Of course, without more sophisticated approaches (e.g., testing for intracortical excitability, interhemispheric inhibition, stretch reflex modulation, etc.), we cannot identify specific neural mechanisms that might underlie the observed effects. It is also worth noting that in this study, 15–30 Hz intermuscular coherence can only be assumed to represent a cortical drive since cortical EEG was not measured. However, decades of investigation characterizing beta-band drive to muscles in terms of synchrony between motor unit spike trains, between surface EMG signals, or between EEG and EMG signals has consistently pointed to this frequency band representing a cortical drive (1, 7, 15, 54–56). In fact, when we have monitored both corticomuscular and intermuscular coherence together during tasks similar to that of the present study (15), the two measures correspond closely and have similar task-dependencies. Thus, we consider it appropriate to utilize, for the sake of speculation and interpretation, a combination of studies which may discuss beta-band drive to muscles using different measurement methods.
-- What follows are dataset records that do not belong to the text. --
PR #6390, opened 2026-08-04
feat(server): tell a chat agent which room it is in and who else can read it

seacen:
The runtime brief opens every chat run with "A user is messaging you directly in a chat window", and `buildChatPrompt` repeats it on line two. On Feishu, Slack and whatever channel comes next, a group room maps to ONE `chat_session` shared by everyone in it — so on a group turn both lines assert a private conversation that does not exist. Nothing else in the run says otherwise, so an operator who wants "don't repeat customer detail in a shared room" has no fact to write the rule against: the agent cannot tell the two cases apart.

The fact is already durable, and already on the row this claim reads. Every adapter writes the room shape to `channel_chat_session_binding.chat_type` through the shared session service, and #6330 taught the claim handler to read that row by session id. This carries one more column off it:

```go
if binding, berr := h.Queries.GetChannelChatSessionBindingBySessionAny(r.Context(), cs.ID); berr == nil {
    resp.ChatChannelType = binding.ChannelType
    resp.ChatType = binding.ChatType
```

No migration, no new query, no channel named in the handler.

The new `## Conversation Channel` section sits beside `## Requesting User` — that one says who the agent acts for, this one says who can read the answer. In a group it points at `## Task Initiator` for the asker, because in a shared room the asker changes per message and is not the runtime owner named above it.

It states facts and sets no policy. What may be said in front of a given audience varies by workspace and belongs in the operator's own agent instructions; a rule baked in here would fire on workspaces that never asked for it.

**Session-stable, so it lives in the brief** rather than the per-turn message (MUL-5377): a `chat_session` is bound to one conversation for its whole life and that conversation does not change shape between resumes. Who is speaking does change, and already travels per-turn in `## Task Initiator`.

**Degradation is two-step.** No channel at all — a web chat — renders nothing, and `buildChatPrompt` keeps its original wording, since a web chat is 1:1 by construction. A known channel whose shape the server did not report renders the platform and asserts no audience: defaulting to "direct" is exactly the wrong picture this section exists to correct.

One thing to call out: this adds `ChannelTypeWecom` and a `"WeCom"` display name — note 1 from your #6330 review. Two lines, touching nothing else, but if you'd rather it rode with the adapter I'll drop it from here.

`go build ./...`, `go vet ./...` and `gofmt` are clean; `internal/daemon/...`, `internal/handler` and `internal/integrations/channel/...` are green. Tests cover both room shapes, the unreported-shape fallback, the no-channel case, and the prompt's group/direct branch.

cc @Bohan-J

### DIFF
--- a/server/internal/daemon/daemon.go
+++ b/server/internal/daemon/daemon.go
@@ -4871,6 +4871,7 @@ func (d *Daemon) runTask(ctx context.Context, task Task, provider string, slot i
 		ProjectResources:                 convertProjectResourcesForEnv(task.ProjectResources),
 		ChatSessionID:                    task.ChatSessionID,
 		ChatChannelType:                  task.ChatChannelType,
+		ChatType:                         task.ChatType,
 		AutopilotRunID:                   task.AutopilotRunID,
 		AutopilotID:                      task.AutopilotID,
 		AutopilotTitle:                   task.AutopilotTitle,
--- a/server/internal/daemon/execenv/channel_type.go
+++ b/server/internal/daemon/execenv/channel_type.go
@@ -9,12 +9,60 @@ package execenv
 // server already serialized to JSON, and must not pull the server-side
 // integration packages (integrations/slack, integrations/lark) into its own
 // build just to read one discriminator. The canonical definitions live with
-// their adapters — slack.TypeSlack and channel.TypeFeishu — and both sides
-// agree on the wire strings below.
+// their adapters — slack.TypeSlack, channel.TypeFeishu, wecom.TypeWecom — and
+// both sides agree on the wire strings below.
 const (
 	ChannelTypeSlack  = "slack"
 	ChannelTypeFeishu = "feishu"
+	ChannelTypeWecom  = "wecom"
 )
+
+// Room-shape discriminators, mirroring channel_chat_session_binding.chat_type
+// (channel.ChatTypeP2P / channel.ChatTypeGroup). Every adapter persists this
+// column, so the shape of a conversation is known off one read whatever the
+// platform. Empty means the server did not report one — a web chat, which has
+// no binding row, or a server predating the field.
+const (
+	ChatTypeP2P   = "p2p"
+	ChatTypeGroup = "group"
+)
+
+// ChatAudience is what a run is allowed to say about who can read its replies.
+// Three states, because "unknown" is not "private": a web chat carries no
+// binding row at all and is 1:1 by construction, but an IM channel whose shape
+// the server did not report could be a room of any size, and the one thing the
+// copy must not then do is promise a privacy the conversation may not have.
+//
+// Both the brief's chat-mode line and the per-turn chat prompt open by naming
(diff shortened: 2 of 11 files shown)


seacen:
Pushed one change to the same commit, found while adversarially auditing my own branch: the two-step degradation this PR describes was only half enforced.

`writeConversationChannel` correctly refuses to name an audience when the channel is known but `chat_type` is not — but `writeWorkflowChat` and `buildChatPrompt` each tested `== group` and let everything else fall through to "messaging you directly". So on that input the brief declined to claim a private conversation in one section and asserted one in the section above it, and the chat-mode line is what the agent reads first.

Reachable two ways: a daemon newer than the server it claims from, and a binding deleted between enqueue and claim.

The three writers now share one `AudienceOf(channelType, chatType)` — known p2p or no channel at all is Direct, group is Group, a channel with no reported shape is Unknown and asserts nothing. Tests drive all four inputs through the whole brief and the whole prompt; all three fail against the previous two-way test.

Bohan-J:
Thank you for this — the problem you identified was real and the fix has shipped. `main` now carries the audience fact, landed in 86f2556 via #6428, and your commit is preserved there with your authorship.

I'm closing this PR rather than asking you for another round, and I owe you the reason.

The review converged on one design question that wasn't about correctness: **which channel the fact should travel in.** This branch put the room shape into the static runtime brief, which Claude Code loads ahead of the entire conversation as a cached prefix. Because Group / Direct / Unknown each render different brief text, one agent's three rooms produce three different prefixes. Moving the fact into the per-turn prompt keeps a single cached prefix per agent and costs one line per turn instead. That, plus trimming the copy from three statements of the same fact (the chat-mode line, `## Conversation Channel`, and the per-turn opener) down to one, is essentially all that changed:

- **Placement** — room shape stays out of `TaskContextForEnv`; a structural test now blocks it from being reconnected to the brief.
- **Size** — measured against the same `main` baseline, total first-turn prompt: group 8,931 → 8,075 B, direct 8,432 → 8,030 B, unknown 8,219 → 8,026 B.
- **Wording** — "everyone in the room receives every reply" and "only the person you are replying to receives what you send" are absolute delivery and privacy guarantees across three platforms. The shipped copy keeps only what `chat_type` actually proves: a group room is not private and members you haven't seen may read the reply; direct says it's a direct room; unknown says unknown.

Previous single-pulse TMS studies have shown task-dependent modulation of the ipsilateral corticospinal excitability (22, 23, 57) during unimanual tasks. Larger unimanual finger forces and overt movement (e.g., finger opposition sequence tasks or rhythmic index finger abduction) (23, 57) increase corticospinal excitability of the resting hand compared with lower force, static tasks (21, 23, 30–32). However, these effects likely do not explain our results, where pinch forces were very low (<3N), and finger movements were necessarily small in order to prevent the spring from buckling (42). The reason might be the required motor control strategy and the involvement of different neural structures for such dexterous tasks (25–28). Controlling the instability of the unstable spring emphasizes ongoing dynamic corrective responses to tactile/proprioceptive feedback as opposed to purely feed-forward planning of predetermined actions (58). Although we did not quantify total co-contraction of all active hand/wrist/forearm muscles, or monitor subtle changes in fingertip position in space during each pinch, neither feature of muscle output provides a clear connection between beta-band coherence and corticospinal excitability. In fact, task-associated changes in muscle activity in either hand did not correlate highly with changes in MEP sizes or coherence, suggesting that task-related differences in overall drive to the muscles, and associated issues of cross-talk and signal to noise ratios, are very unlikely to explain our main findings. That said, lack of statistical significance should not be taken as evidence of zero influence, since our sample size allows reliable detection of only very strong effects. Larger studies, perhaps with single motor unit recordings and a larger set of recorded hand/finger muscles, would be needed to fully characterize the extent to which task-associated changes in muscle activation might have influenced our measures. Ultimately, our results suggest that the more salient difference between the stable and unstable spring was the change in brain-wide neural motor control requirements rather than simply a required change in physical forces/movement.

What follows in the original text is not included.